Problem: Word for word, restate the lines of the data from the first through the one containing "t \leq 1/4$.", and nothing else.

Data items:

# # # #

PR #266, opened 2019-01-24
Add: Block body validation.

nc6:
TODO: Split aside the update rules, handle the case where there is no update
proposal.

### DIFF
--- a/specs/chain/latex/blockchain-spec.tex
+++ b/specs/chain/latex/blockchain-spec.tex
@@ -503,6 +503,8 @@ $1/5 \leq t \leq 1/4$.
 \newcommand{\bhtosign}[1]{\fun{\bhtosignname}\ #1}
 \newcommand{\bhslotname}{bhSlot}
 \newcommand{\bhslot}[1]{\fun{\bhslotname}\ #1}
+\newcommand{\bupdpayloadname}{bUpdPayload}
+\newcommand{\bupdpayload}[1]{\fun{\bupdpayloadname}\ #1}
 
 \newcommand{\bslotname}{bSlot}
 \newcommand{\bslot}[1]{\fun{\bslotname}\ #1}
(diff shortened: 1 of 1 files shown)


specs/chain/latex/blockchain-spec.tex
```diff
@@ -772,6 +780,10 @@ \subsection{Block body processing}
   \begin{equation*}
     \inference
     { \maxblocksize \mapsto \var{b_{max}} \in \var{pps} && \bsize{b} \leq \var{b_{max}} \\
+      \var{bh} \leteq \bhead{b} & \var{vk_d} \leteq \bissuer{\var{bh}} \\
```
dnadales, line 783: Now that we have a bunch of verification here we might want to factor that out into a separate rule.

specs/chain/latex/blockchain-spec.tex
```diff
@@ -717,9 +720,12 @@ \subsection{Block body processing}
       \fun{bUtxo} & \Block \totalf \UTxO & \text{Block UTxO payload} \\
       \fun{\bcertsname} & \Block \totalf \seqof{\DCert}
       & \text{block certificates} \\
-      \fun{bUpdProp} & \Block \totalf \UProp & \text{Block update proposal payload} \\
+      \fun{bUpdProp} & \Block \totalf \UProp^{?} & \text{Block update proposal payload} \\
```
dnadales, line 723: We need to update the UPIREG rule to work with this kind of maybe type.

dnadales (approved):

specs/chain/latex/blockchain-spec.tex
nc6: Well, either that or have a wrapper. I was thinking of factoring the three update rules out and having that taken care of there.

PR #271, opened 2019-01-25
Add a generator valid for valid blockchains containing only delegation payload

### LINKED ISSUE #195: Generator for (valid) blockchain (delegation)
Generator at the blockchain layer (when only carrying delegation payload).

Requires:

- [x] Compute the size of a block and block header.
- [x] Adapt the STS rules to match the modification in the spec in `master`.
- [x] Define the `HasTrace` instance for the `CHAIN` transition system.

Minor tasks before PR:

- [x] Add compiler warnings, treat warnings as errors, and `development` flag.

Retrospective
==========

- Nix build:
  - :disappointed: The addition of `cardano-prelude`, which was really easy with `stack`, broke the `nix` build, and I'm spending quite a lot of time trying to figure out how to fix this.
  - :disappointed: It is still not clear why [PR-246](https://github.com/input-output-hk/cardano-chain/pull/246#issuecomment-456783393), which will automate this painful process, hasn't been merged.
  - :pray: devops (@cleverca22) was really helpful.
  - :scream: editing the nix configuration feels like black magic to me.

dnadales:
Only the relevant subset of the [current blockchain rules](https://hydra.iohk.io/build/550660/download/1/blockchain-spec.pdf) are implemented.

I've noticed some problems with the generators, which might become more serious in the future:

- The size of the traces is quite limited (about 25 blocks with a size parameter of 100). It seems that as more rules are composed (e.g. `CHAIN` + `DELEGATION`) the trace size gets smaller.
- When I wrote the traces generator I was not able use `Gen.discard` when a rule failed on a generated signal: there were too many failures, and `hedgehog` will simply give up. This seems to have a negative impact on shrinking. When counterexamples are found these are huge, even though it is clear that simpler counter examples could have been found by a manually encoded shrinks (so the "shrinking for free" killer feature of hedgehog might be backfiring here.
- The memory usage seems quite large.
- The rules need to be encoded in the STS and also in the signal generators. By doing this we are not able to detect errors in the STS encoding of the rules. As an example, comment out [this line](https://github.com/input-output-hk/cardano-chain/compare/dnadales/195-generator-valid-blockchain-delegation?expand=1#diff-b95b25e0432df58ccaf29a5e5fd8db33R63) and see how the only property we have in the tests still passes. People might be fine with this, since we want to produce valid traces only in the very short term, but I have an uneasy feeling about it.

Take the above remarks with a pinch of salt, since there are the observations of a single person who might have made quite some mistakes.

Closes #195


dnadales:
@cleverca22 is helping me to fix the broken nix build.

specs/chain/hs/src/Cardano/Spec/Chain/STS/Block.hs
```diff
@@ -0,0 +1,104 @@
...
+  = Block
+  { _bHeader :: BlockHeader
+  , _bBody :: BlockBody
+  } deriving (Eq, Show)
+
+makeLenses ''Block
+
+-- | Compute the size (in words) that a block takes.
+bSize :: Block -> Natural
+bSize = fromInteger . toInteger . heapWords
```
ruhatch, line 62: Couldn't you just use `fromIntegral` here?

specs/chain/hs/src/Cardano/Spec/Chain/STS/Block.hs
```diff
@@ -0,0 +1,104 @@
...
+  heapWords b = heapWords2 (b ^. bHeader) (b ^. bBody)
+
+instance HeapWords BlockHeader where
+  heapWords header
+    -- The constant 12 is was taken from:
+    --
+    -- https://github.com/input-output-hk/cardano-chain/pull/244/files#diff-2955aa8b04471dc586f90cb5f22948beR118
+    --
+    -- 12 = 8 words of digest + 4 words for hash
+    = 12
```
ruhatch, line 74: You'll need an extra `1` for the pointer to the hash I think

specs/chain/hs/src/Cardano/Spec/Chain/STS/Block.hs
```diff
@@ -0,0 +1,104 @@
...
+    + heapWords3 (header ^. bSlot)
+                 (header ^. bIssuer)
+                 (header ^. bSig)
+
+instance HeapWords BlockBody where
+  heapWords body = heapWords1 (body ^. bDCerts)
+
+-- | Compute the size (in words) that a block header.
+bHeaderSize :: BlockHeader -> Natural
+bHeaderSize = fromInteger . toInteger . heapWords
```
ruhatch, line 84: `fromIntegral`?

specs/chain/hs/src/Cardano/Spec/Chain/STS/Block.hs
```diff
@@ -0,0 +1,104 @@
...
+hashHeader = hashlazy . pack . show
+-- TODO: we might want to serialize this properly, without using show...
+
+
+-- | Compute the epoch for the given _absolute_ slot
+sEpoch :: Slot -> Epoch
+sEpoch (Slot s) = Epoch $ s `div` slotsPerEpoch
+  where
+    -- Hardcoded number of slots per epoch, as per Byron.
+    slotsPerEpoch = 21600
```
ruhatch, line 97: Hmm, we probably shouldn't hardcode this., but we might have to for now. In any case I think we should bubble it up, i.e. move it as far up the call stack as possible, and then pass it in there hardcoded. That way if we replace it with some sort of test configuration later on we've already done the plumbing.

specs/chain/hs/src/Cardano/Spec/Chain/STS/Rule/Chain.hs
```diff
@@ -0,0 +1,170 @@
...
+          , _maxBkSz = mBSz
+          , _dLiveness = d
+          , _bkSgnCntW = w
+          , _bkSgnCntT = t
+          , _bkSlotsPerEpoch = spe
+          }
+    initGKeys <- Gen.set (Range.constant 1 70) vkgenesisGen
+    -- If we want to generate large traces, we need to set up the value of the
+    -- "clock-slot" to a sufficiently large value.
+    initSlot <- Slot <$>
```
ruhatch, line 143: I'm confused by this one - why isn't the inital slot 0?

specs/ledger/hs/src/Ledger/Core.hs
```diff
@@ -63,6 +68,9 @@ keyPair o = KeyPair (SKey o) (VKey o)
 -- |A digital signature.
 data Sig a = Sig a Owner deriving (Show, Eq, Ord)
 
+instance HeapWords a => HeapWords (Sig a) where
+  heapWords (Sig a o) = 1 + heapWords2 a o
```
ruhatch, line 72: `heapWords2` takes care of the additional header field I believe, but do check that

specs/stack.yaml
```diff
@@ -9,3 +9,8 @@ extra-deps:
 - hedgehog-0.6.1
```
ruhatch, line 9: I think you should be able to prune some of these extra deps, as they're provided by the snapshot :)

ruhatch (commented):
A few comments and questions, but looks good in general. I'll leave up to someone else to approve as I'm not sure how to address your concerns about potential STS mistakes.

specs/chain/hs/src/Cardano/Spec/Chain/STS/Block.hs
nc6: There's a plan (and issue: https://github.com/input-output-hk/cardano-chain/issues/255) for moving to explicit slot/epoch calculations and moving this to the protocol parameters in the update system. Since that part isn't modelled yet, I think it makes sense to leave this hardcoded for now and then grab it from the protocol parameters later.

specs/chain/hs/src/Cardano/Spec/Chain/STS/Rule/BHead.hs
```diff
@@ -0,0 +1,81 @@
...
+    = ( Slot
+      , Map VKeyGenesis VKey
+      )
+  type State BHEAD
+    = ( Epoch
+      , Slot
+      , Hash
+      , Seq VKeyGenesis
+      , PParams
+      )
```
nc6, line 33: I guess this is one case where big tuples really do mesh well with the way we're writing our rules

specs/chain/hs/src/Cardano/Spec/Chain/STS/Rule/Chain.hs
```diff
@@ -0,0 +1,170 @@
...
+
+instance STS CHAIN where
+  type Environment CHAIN =
+    ( Slot            -- Current slot
+    , Set VKeyGenesis -- Genesis keys
+    , PParams         -- Initial protocol parameters
+    )
+    -- TODO: it can be confusing to have this in the environment. It will be
+    -- used by the initial rule only, and then we'll have to drag it for
+    -- eternity. The state contains the up to date protocol parameters.
```
nc6, line 40: One solution could be to wrap this in an `Initial` wrapper. This wouldn't do much, but would make it clear that this is not a value to be used later.

specs/chain/hs/src/Cardano/Spec/Chain/STS/Rule/Chain.hs
```diff
@@ -0,0 +1,170 @@
...
+    , DIState
+    , PParams
+    )
+
+  type Signal CHAIN = Block
+
+  data PredicateFailure CHAIN
+    = BHeadFailure (PredicateFailure BHEAD)
+    | BBodyFailure (PredicateFailure BBODY)
+    | LedgerFailure (PredicateFailure DELEG)
```
nc6, line 56: Maybe slightly confusing name?

specs/chain/hs/src/Cardano/Spec/Chain/STS/Rule/Chain.hs
```diff
@@ -0,0 +1,170 @@
...
+
+  transitionRules =
+    [ do
+        TRC
+          ( (sNow, gks, _)
+          , (eLast, sLast, hLast, sgs, ds, us)
+          , b ) <- judgmentContext
+
+        (eNext, sNext, h', sgs', us') <- trans @BHEAD $ TRC ( (sNow, ds ^. dms)
+                                                            , (eLast, sLast, hLast, sgs, us)
```
nc6, line 87: Why do we need `eLast` and `sLast` in here? This doesn't seem to match the current spec

specs/chain/hs/src/Cardano/Spec/Chain/STS/Rule/BHead.hs
```diff
@@ -0,0 +1,81 @@
...
+data BHEAD
+
+instance STS BHEAD where
+  type Environment BHEAD
+    = ( Slot
+      , Map VKeyGenesis VKey
+      )
+  type State BHEAD
+    = ( Epoch
+      , Slot
```
nc6, line 29: Slightly different from the spec, which has the "last slot" in the environment, and calculates the epoch from the slot.

specs/chain/hs/src/Cardano/Spec/Chain/STS/Rule/Chain.hs
nc6: This is the "current" slot rather than the initial one. Maybe confusingly named here.

specs/chain/hs/src/Cardano/Spec/Chain/STS/Rule/SigCnt.hs
```diff
@@ -0,0 +1,65 @@
...
+          [vkG] -> do
+            let sgs' = S.drop (S.length sgs + 1 - w) (sgs |> vkG)
+                nrSignedBks = fromIntegral (S.length (S.filter (==vkG) sgs'))
+            nrSignedBks <= fromIntegral w * t ?! TooManyIssuedBlocks vkG
+            return $! sgs'
+          [] -> do
+            failBecause NotADelegate
+            return sgs -- TODO: this is a quite inconvenient encoding for this transition system!
+          _ -> do
+            failBecause NonInjectiveDelegationMap
```
nc6, line 63: This is *not* the same as the current rules, which don't forbid such a situation.

specs/ledger/hs/src/Ledger/Delegation.hs
```diff
@@ -54,8 +56,10 @@ module Ledger.Delegation
   -- * State lens type classes
   , HasScheduledDelegations
   , scheduledDelegations
+  , dms
```
nc6, line 59: Why does github make these things red?

nc6 (approved):
Some differences from the rules. But since this is only a partial implementation, and the rules are in flux, maybe we should leave this and just make sure everything is in sync at a later point.

dnadales:
Superseded by https://github.com/input-output-hk/cardano-chain/pull/302

specs/stack.yaml
dnadales: Thanks for the tip! Done in #301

# # # #

Completed exercise:
PR #266, opened 2019-01-24
Add: Block body validation.

nc6:
TODO: Split aside the update rules, handle the case where there is no update
proposal.

### DIFF
--- a/specs/chain/latex/blockchain-spec.tex
+++ b/specs/chain/latex/blockchain-spec.tex
@@ -503,6 +503,8 @@ $1/5 \leq t \leq 1/4$.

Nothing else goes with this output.